Source: Copyright MSCI 2018. All Rights Reserved. Unpublished. PROPRIETARY TO MSCI. For illustrative purposes only.
Considerations As China A-Shares Are Further Included
Given China A-shares’ limited initial weighting, the addition event won’t materially change MSCI EM Index composition this year. However, we expect China A’s weighting within the index to grow materially over time. MSCI has indicated that full integration would increase China’s overall EM Index weight from roughly 30% to approximately 42%. Its weight in MSCI’s All-Country World Index would rise from roughly 4% to approximately 7%.
While MSCI has not provided guidance as to timing of further A-shares integration, precedent suggests that full inclusion could occur within 3 to 7 years.6 According to MSCI, further inclusion is contingent upon China granting market access consistent with international standards, as discussed above. Chinese officials understand this and continue to advance market reform initiatives. This April, regulators quadrupled the trade quota allowed through the Hong Kong Stock Connect program, and the country recently opened a Chinese Depository Receipt (CDR) market. The CDR will allow onshore Chinese to invest in companies that trade partially or exclusively offshore (e.g., Alibaba). This should disincentivize companies from listing their shares offshore in the first place and, in the long-term, may be the catalyst for numerous foreign-listed Chinese companies to ‘come home’ and primarily list their shares on the SSE or SZSE. Progress with respect to market liberalizations and reforms could accelerate the MSCI inclusion timetable.
The inclusion of the China A-shares market in the MSCI Emerging Markets Index, while modest in its initial scope, is a milestone event that acknowledges the wide-ranging market reforms implemented by the Chinese government. The market offers exposure to a broad and diversified set of investment opportunities not readily accessible to foreign investors previously.
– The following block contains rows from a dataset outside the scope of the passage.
PR #385, opened 2017-05-24
revert legend translation

LindaAlblas:
@bgirardot the legend on the contribute page did not translate well and was generating Angular errors. I have reverted to non translatable strings for now. We'll probably have the same issue on the project page legend. I'll have a look at what is causing it when I get a moment.

### DIFF
--- a/client/app/contribute/contribute.html
+++ b/client/app/contribute/contribute.html
@@ -253,30 +253,30 @@
                     <div>
                         <div id="map" class="map-container"></div>
                         <div id="legend-container" class="ol-control legend-control">
-                            <h3>{{ 'Legend' | translate }}</h3>
+                            <h3>Legend</h3>
                             <div>
                                 <svg height="25" width="25">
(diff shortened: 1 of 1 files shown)


LindaAlblas:
@bgirardot are you happy for me to merge this?

bgirardot:
@LindaAlblas Oh I thought you had already removed this. I did not see any issues with the legend when I was looking at the site yesterday on staging.

If you think it needs to be reverted, please revert it.

LindaAlblas:
Ok will do. This is the issue:

legend-translate-issue

bgirardot-np:
that is strange, shouldn't I have seen that on staging 6 hours ago when I was looking for other reasons? It looked fine to me and in the screenshots I posted on another issue.

bgirardot-np:
Oh I see, different legend. It does seem to work on the contribute map legend as see here:

https://github.com/hotosm/tasking-manager/issues/388

PR #389, opened 2017-05-25
verify email address

LindaAlblas:


client/app/profile/profile.controller.js
```diff
@@ -22,6 +22,8 @@
         vm.errorSetRole = false;
         vm.errorSetLevel = false;
         vm.errorSetContactDetails = false;
+        vm.verificationEmailSent = false;
+        vm.errorVerificationEmailSent = false;
```
hunt3ri: Is this var needed?  Or is it required to keep state locally??  If it's required maybe add a comment to explain it's purpose.

LindaAlblas: It is needed because when the user updates their Facebook, Twitter or LinkedIn details, but not their email address then no email is sent but it was not an error either so can't use the same variable for both cases.

LindaAlblas: I have put a few comments in to make it a bit clearer

PR #403, opened 2017-05-25
Translate transifex updates

bgirardot-np:
Limited testing (can't get my local copy to let me login at the moment) but pages I could browse not logged in all looked good.


bgirardot-np:
Note: Italian is the only language that is 100% translated, so if you see non translated strings in Italian the need either the decorators or to have en.json updated.

PR #485, opened 2022-02-21
Revert 397 and add Deprecation warning instead

jtroussard:
Semantic version mistake was made when releasing 1.3.1, the Linkedin compliance fix which was removed from the code base, api breaking change, did not trigger a main version release increment. e.g. 1.4 instead of 1.3.1.

This PR reverts the Linkedin compliance hook removal, and instead adds a deprecation warning. Can remove next major version release. Return Linkedin example file to original state as well as bringing back unit tests.

Updates HISTORY and AUTHOR file.

### DIFF
--- a/AUTHORS.rst
+++ b/AUTHORS.rst
@@ -25,3 +25,4 @@ Patches and Suggestions
 - Sylvain Marie <sylvain.marie@se.com>
 - Craig Anderson <craiga@craiga.id.au>
 - Hugo van Kemenade <https://github.com/hugovk>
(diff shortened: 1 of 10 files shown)


JonathanHuot (changes requested):
Can you rebase from 1.3.1 tag ?
That way we're not introducing other breaking changes already in master.

jtroussard:
@JonathanHuot we good now?

JonathanHuot:
Closed as no time to fix backward the version to maintain version semantic.

PR #487, opened 2022-03-17
fix: issue 411

hiporox:
It appears that if a `token_updater` is not specified, the client will not get updated. Instead of providing a default `token_updater`, we can instead move this client update call to happen after refresh regardless


AdrienKnell:
UP. Do we have any updates about this PR ? Can someone merge it ?

jtroussard:
Pushing a small change to kick off the PR build checks and tests

jtroussard:
Looks like all the checks have passed, is it possible to get/produce some evidence of integration or manual smoke/regression tests?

Furthermore, MSCI’s introduction of China A-shares into their indices stands to considerably influence index composition going forward, as its weighting increases to reflect A-shares’ economic significance. Although hurdles to full integration remain, we expect China A-shares to become increasingly important to emerging markets investors around the globe as the market becomes an even more prominent component of widely followed benchmarks.
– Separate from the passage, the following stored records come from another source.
PR #522, opened 2023-12-04
Put OAuth2Session in 'oauth' consistently in examples

PaulWay:
Throughout the Worker example code, the `client` variable is assigned an `ApplicationClient` derived class object (e.g. BackendApplicationClient), and the `oauth` variable is assigned an `OAuth2Session` object.  However, in the 'Refreshing tokens' section the `client` is assigned an `OAuth2Session` object.  This change updates the latter section to use the variable convention of the former sections.


JonathanHuot:
Thank you for the suggestion and MR

PR #523, opened 2024-01-06
Removed older python versions (2.7,<=3.7)

JonathanHuot:
This should be the first step to 1.4.0 release, and a refresh of python versions. The codebase hasn't been cleaned, but it can come at a later point in time, or gradually depending the files changes.

The more important is to keep the latest tools (tox, cicd) up to date to allow MR to be included and release more often.


dosisod:
@JonathanHuot we should be able to remove the `requirements-test-27.txt` file as well right?

PR #525, opened 2024-01-13
Update Python 2 examples in docs to Python 3

dosisod:
I recently came across this library and saw that it still had Python 2 references in the docs. I saw #523 was open, so I went ahead and updated the documentation to use Python 3 examples.

Once #523 is merged this could be merged as well.

---

*(Out of scope, but leaving this here for now, could make this a separate issue)*

Now that we're dropping Python <=3.7 there are a lot of Python 3 related changes and quality of life improvements we can now make:
* Add type annotations
* Remove remaining Python 2 compatibility checks
* Improve testing infrastructure

I wouldn't mind working on these in my free time if we decide these would be useful!


JonathanHuot:
Will be happy to merge any code drop of py2

PR #532, opened 2024-03-06
Add option to disable logging of request/response headers at DEBUG level

erlendvollset:
Currently access tokens are exposed in logs when running with DEBUG log level. In many cases it's desirable to run a process with log level DEBUG without exposing such secrets. If there is some other way you think this should be configured, please advise.

### DIFF
--- a/requests_oauthlib/oauth2_session.py
+++ b/requests_oauthlib/oauth2_session.py
@@ -47,6 +47,7 @@ class OAuth2Session(requests.Session):
         state=None,
         token_updater=None,
         pkce=None,
+        unsafely_log_headers_on_debug_level=True,
         **kwargs
     ):
         """Construct a new OAuth 2 client session.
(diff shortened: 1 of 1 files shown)


jtroussard:
I can take a closer look this weekend at this PR. At first blush though it will need an accompanying test or updates to existing tests.

jtroussard (changes requested):
The overall concept of controlling the level of logging in DEBUG mode is interesting and I can think of a few uses cases that would benefit from this sort of control. 

Considering implementation, it might be more fitting to integrate these controls directly with the logger to maintain separation of concerns. 

For example, introducing a filter to the logger that adjusts based on DEBUG level could be a cleaner less hardcoded approach. Additionally, offering options like NONE, MASKED, FULL for log visibility could add flexibility and keep a certain level of logging without causing security concerns. 

While the current proposal has merit, incorporating these adjustments could enhance functionality and align with coding best practices, all with a low LOE.

jtroussard:
First, I want to genuinely thank you @erlendvollset for your contribution and for spotlighting this security concern within the project. Your initiative is greatly appreciated. At the risk of stepping on toes, and after much consideration, I would like to propose and directly offer a different approach, which may address the issue more comprehensively. The nature of the changes I'm contemplating significantly diverges from the current proposal, extending beyond what might be practical to suggest via this PR alone or a simple PR code suggestion. To properly ilustrate this alt implementation I will open another PR inspired by this one (the commits will name you as a co-author). This is done with the utmost respect for your initial effort and is aimed solely at following a certain coding principles the community is trying to enforce. I hope this is taken in the collaborative spirit intended, and I'm more than open to discussing this further, potentially on even a different implementation all together.

PR #542, opened 2024-03-26
541: updates pypi metadata in setup file

jtroussard:
Updates setup.py classifiers to match recent updates which drop support for older versions of python.

Left the broader version 3 without a minor version declared for visibility.

Release with 2.x.x


singingwolfboy (approved):

JonathanHuot:
LGTM, which milestone/version should we add this release? :)

EpicWink:
My non-comprehensive testing does suggest that `requests-oauthlib` v2.0 works with Python 3.6, even if it's not supported and tested in CI, so it may not strictly be necessary to set `python_requires=">=3.7"`. I personally don't mind either way.

jtroussard:
> LGTM, which milestone/version should we set ? :)

This feels like a patch.

jtroussard:
> My non-comprehensive testing does suggest that `requests-oauthlib` v2.0 works with Python 3.6, even if it's not supported and tested in CI, so it may not strictly be necessary to set `python_requires=">=3.7"`. I personally don't mind either way.

Perhaps there is a disconnect between what "works" and what is actively being supported??? 

Is there any appetite to pursue this 3.6 verification beyond @EpicWink 's efforts?

EpicWink:
> Perhaps there is a disconnect between what "works" and what is actively being supported???

I think that's exactly the case. If you want to avoid complaint GitHub issues in the future, I suggest keep the `python_requires=">=3.7"` change currently in the PR, but if you want to let users stray into the territory of the unsupported (and are happy to close occasional issues on the topic), then leave it.

I personally only update the python-requires metadata when my packages start to use syntax/functionality only available in later versions; pip should handle dependency resolution on transitive dependencies' python version requirements.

1 Copyright MSCI 2018. All Rights Reserved. Unpublished. PROPRIETARY TO MSCI.
2 The QFII / RQFII application processes are documentation heavy and can take several months to over a year to complete. Licensed investors are subject to a quota, which is allocated by the State Administration of Foreign Exchange (SAFE) and takes approximately 3 to 5 months to be granted.
3 Even with this growth, foreigners today still represent a small portion of the overall market at approximately 2%.
4 “Counting Down, MSCI China A Shares Inclusion.” MSCI. May 2018. Figure represents MSCI EM-benchmarked assets; does not include EM allocations within MSCI All-Country World. Data as of June 30, 2017, as reported by eVestment, Morningstar, and Bloomberg.
5 “Transition Strategies Around MSCI Country Reclassifications.” Acadian Asset Management. December 2015.
6 Korea and Taiwan were both included in the MSCI index in tranches in the 1990s. Korea was included in the index in 1992 and achieved full inclusion 6 years later in 1998. Taiwan was initially added in 1996 and reached full inclusion in 2004.